━━ Source material ━━

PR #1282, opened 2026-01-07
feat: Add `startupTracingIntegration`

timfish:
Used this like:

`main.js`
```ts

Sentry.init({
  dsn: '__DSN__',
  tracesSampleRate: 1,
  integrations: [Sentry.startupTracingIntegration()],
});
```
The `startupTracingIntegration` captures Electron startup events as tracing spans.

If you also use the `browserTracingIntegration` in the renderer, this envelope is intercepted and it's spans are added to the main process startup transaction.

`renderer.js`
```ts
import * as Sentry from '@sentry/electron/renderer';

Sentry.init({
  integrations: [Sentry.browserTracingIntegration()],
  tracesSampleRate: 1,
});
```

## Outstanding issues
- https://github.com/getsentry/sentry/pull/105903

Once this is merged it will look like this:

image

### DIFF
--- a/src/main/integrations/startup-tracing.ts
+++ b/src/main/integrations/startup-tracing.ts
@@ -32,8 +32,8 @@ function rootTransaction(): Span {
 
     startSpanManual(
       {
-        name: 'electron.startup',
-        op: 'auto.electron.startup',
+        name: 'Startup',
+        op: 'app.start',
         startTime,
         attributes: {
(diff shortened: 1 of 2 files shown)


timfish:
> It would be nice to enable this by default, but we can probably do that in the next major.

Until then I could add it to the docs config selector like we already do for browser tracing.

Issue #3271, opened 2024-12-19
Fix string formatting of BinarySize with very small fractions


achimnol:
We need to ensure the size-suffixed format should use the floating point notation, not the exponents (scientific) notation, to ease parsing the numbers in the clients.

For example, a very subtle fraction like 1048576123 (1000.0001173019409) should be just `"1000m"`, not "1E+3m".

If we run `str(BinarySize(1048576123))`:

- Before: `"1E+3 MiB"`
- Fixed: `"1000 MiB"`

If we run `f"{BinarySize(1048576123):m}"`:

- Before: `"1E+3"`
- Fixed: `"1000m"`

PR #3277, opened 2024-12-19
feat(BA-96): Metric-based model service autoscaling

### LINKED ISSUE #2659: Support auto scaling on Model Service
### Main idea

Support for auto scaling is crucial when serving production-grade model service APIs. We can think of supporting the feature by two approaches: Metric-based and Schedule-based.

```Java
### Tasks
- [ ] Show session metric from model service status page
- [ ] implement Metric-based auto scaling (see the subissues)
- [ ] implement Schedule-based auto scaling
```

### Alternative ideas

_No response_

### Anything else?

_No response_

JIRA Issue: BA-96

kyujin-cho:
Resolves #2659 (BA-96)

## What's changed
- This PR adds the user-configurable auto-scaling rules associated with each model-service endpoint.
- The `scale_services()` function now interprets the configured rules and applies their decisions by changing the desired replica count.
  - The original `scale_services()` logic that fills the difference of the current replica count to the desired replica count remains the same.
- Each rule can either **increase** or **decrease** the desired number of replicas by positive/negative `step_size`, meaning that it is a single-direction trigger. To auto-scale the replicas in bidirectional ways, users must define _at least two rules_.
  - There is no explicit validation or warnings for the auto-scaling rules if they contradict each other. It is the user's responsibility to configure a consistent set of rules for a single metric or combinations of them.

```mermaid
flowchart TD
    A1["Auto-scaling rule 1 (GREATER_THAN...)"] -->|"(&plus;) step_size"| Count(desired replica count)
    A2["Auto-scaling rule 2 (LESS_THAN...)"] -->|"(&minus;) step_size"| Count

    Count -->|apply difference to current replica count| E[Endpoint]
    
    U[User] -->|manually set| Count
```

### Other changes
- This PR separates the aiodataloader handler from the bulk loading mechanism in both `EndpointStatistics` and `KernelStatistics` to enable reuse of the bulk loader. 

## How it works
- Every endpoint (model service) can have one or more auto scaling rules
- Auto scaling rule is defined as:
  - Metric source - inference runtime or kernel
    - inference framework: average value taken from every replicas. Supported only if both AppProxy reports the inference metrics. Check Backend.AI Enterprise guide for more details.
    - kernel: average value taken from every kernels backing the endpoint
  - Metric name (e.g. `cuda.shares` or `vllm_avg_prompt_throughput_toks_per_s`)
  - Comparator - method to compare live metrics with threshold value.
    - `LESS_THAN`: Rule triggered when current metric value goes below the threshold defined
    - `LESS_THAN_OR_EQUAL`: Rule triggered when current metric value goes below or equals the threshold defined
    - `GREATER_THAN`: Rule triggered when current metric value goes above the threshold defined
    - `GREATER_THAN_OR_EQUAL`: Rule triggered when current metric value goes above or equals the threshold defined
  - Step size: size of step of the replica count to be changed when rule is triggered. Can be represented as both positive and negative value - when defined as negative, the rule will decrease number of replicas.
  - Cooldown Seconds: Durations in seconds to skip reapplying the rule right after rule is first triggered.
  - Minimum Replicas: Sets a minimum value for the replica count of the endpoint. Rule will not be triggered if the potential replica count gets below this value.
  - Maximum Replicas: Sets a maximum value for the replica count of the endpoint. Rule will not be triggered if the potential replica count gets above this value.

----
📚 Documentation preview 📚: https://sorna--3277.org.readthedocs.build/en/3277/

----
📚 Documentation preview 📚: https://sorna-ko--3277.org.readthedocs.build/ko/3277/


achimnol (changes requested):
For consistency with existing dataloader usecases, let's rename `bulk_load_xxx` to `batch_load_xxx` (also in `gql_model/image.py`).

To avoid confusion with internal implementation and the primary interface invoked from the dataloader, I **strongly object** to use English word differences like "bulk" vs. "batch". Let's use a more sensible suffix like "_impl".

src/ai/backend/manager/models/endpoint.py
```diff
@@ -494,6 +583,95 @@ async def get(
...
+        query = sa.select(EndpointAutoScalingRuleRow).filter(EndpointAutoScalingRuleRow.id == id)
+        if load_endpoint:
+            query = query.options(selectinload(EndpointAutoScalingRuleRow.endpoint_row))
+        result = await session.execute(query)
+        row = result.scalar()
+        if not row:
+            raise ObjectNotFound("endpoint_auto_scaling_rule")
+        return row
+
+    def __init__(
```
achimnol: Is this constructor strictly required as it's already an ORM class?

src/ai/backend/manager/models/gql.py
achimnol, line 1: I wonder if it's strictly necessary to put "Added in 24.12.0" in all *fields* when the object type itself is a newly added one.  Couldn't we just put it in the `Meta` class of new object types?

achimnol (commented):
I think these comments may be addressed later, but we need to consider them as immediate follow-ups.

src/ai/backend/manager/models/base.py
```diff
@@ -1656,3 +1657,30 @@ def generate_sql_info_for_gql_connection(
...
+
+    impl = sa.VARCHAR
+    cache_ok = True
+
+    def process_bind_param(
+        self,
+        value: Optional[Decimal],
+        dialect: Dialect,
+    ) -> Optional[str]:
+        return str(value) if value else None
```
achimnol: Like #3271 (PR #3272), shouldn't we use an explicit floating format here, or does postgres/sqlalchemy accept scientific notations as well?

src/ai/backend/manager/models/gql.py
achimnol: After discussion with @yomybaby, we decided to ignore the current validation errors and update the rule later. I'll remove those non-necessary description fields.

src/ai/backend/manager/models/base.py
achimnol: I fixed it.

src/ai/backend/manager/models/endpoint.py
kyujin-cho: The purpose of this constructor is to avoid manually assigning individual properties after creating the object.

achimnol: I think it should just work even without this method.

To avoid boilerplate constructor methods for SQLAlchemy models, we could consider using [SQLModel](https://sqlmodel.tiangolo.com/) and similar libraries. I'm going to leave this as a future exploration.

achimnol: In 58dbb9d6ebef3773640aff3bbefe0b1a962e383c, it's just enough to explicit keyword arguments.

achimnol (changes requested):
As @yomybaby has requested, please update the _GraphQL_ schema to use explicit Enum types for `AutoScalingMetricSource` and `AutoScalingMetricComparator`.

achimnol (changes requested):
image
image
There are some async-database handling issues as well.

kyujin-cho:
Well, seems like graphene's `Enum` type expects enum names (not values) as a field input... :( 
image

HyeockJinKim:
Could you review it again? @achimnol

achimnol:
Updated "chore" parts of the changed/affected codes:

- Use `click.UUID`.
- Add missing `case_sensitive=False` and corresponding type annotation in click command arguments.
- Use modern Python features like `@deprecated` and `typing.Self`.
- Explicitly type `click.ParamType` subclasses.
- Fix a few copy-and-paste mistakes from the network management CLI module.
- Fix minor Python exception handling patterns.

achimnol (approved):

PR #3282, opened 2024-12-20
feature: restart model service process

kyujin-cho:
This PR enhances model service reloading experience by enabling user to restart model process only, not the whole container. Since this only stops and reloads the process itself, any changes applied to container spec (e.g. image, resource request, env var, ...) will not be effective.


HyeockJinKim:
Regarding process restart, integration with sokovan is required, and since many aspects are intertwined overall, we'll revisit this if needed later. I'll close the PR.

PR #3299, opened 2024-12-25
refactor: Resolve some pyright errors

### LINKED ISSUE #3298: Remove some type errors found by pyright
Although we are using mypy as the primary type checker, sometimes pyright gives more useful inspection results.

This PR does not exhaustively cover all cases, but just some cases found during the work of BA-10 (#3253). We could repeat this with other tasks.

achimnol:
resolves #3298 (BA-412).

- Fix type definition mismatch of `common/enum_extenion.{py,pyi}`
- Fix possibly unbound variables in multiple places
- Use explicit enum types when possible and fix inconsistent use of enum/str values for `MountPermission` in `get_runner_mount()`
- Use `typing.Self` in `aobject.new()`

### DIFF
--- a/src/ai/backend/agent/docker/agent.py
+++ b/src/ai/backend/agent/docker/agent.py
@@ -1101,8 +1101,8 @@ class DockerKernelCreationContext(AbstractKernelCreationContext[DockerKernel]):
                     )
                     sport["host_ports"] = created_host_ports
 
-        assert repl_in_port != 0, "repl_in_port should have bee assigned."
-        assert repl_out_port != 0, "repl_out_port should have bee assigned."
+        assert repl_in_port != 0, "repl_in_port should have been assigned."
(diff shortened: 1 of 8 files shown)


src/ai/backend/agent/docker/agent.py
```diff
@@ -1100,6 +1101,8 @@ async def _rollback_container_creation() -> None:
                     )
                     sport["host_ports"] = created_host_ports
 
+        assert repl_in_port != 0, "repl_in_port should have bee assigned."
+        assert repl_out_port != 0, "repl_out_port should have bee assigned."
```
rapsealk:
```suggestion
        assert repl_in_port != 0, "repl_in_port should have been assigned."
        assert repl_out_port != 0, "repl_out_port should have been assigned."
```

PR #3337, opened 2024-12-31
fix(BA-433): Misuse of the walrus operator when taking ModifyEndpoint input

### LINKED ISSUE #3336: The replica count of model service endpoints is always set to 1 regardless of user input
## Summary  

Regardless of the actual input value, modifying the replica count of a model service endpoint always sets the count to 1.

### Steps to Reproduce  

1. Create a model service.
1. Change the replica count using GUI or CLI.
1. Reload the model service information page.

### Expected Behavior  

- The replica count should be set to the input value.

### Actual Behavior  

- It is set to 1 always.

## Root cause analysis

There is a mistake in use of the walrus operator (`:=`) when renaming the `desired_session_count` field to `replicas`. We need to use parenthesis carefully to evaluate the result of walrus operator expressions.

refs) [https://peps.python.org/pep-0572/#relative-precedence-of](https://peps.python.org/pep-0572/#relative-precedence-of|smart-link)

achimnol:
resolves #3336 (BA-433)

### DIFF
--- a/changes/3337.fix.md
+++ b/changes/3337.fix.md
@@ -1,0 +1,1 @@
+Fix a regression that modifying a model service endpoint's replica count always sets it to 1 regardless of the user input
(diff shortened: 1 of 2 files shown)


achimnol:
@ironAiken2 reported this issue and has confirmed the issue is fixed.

━━━

Exercise details
Copy only this part of the entries above: the line with "- Step size: size", the line with "- Minimum Replicas: Sets", and the lines between, all exactly as written.

Solution to this task
  - Step size: size of step of the replica count to be changed when rule is triggered. Can be represented as both positive and negative value - when defined as negative, the rule will decrease number of replicas.
  - Cooldown Seconds: Durations in seconds to skip reapplying the rule right after rule is first triggered.
  - Minimum Replicas: Sets a minimum value for the replica count of the endpoint. Rule will not be triggered if the potential replica count gets below this value.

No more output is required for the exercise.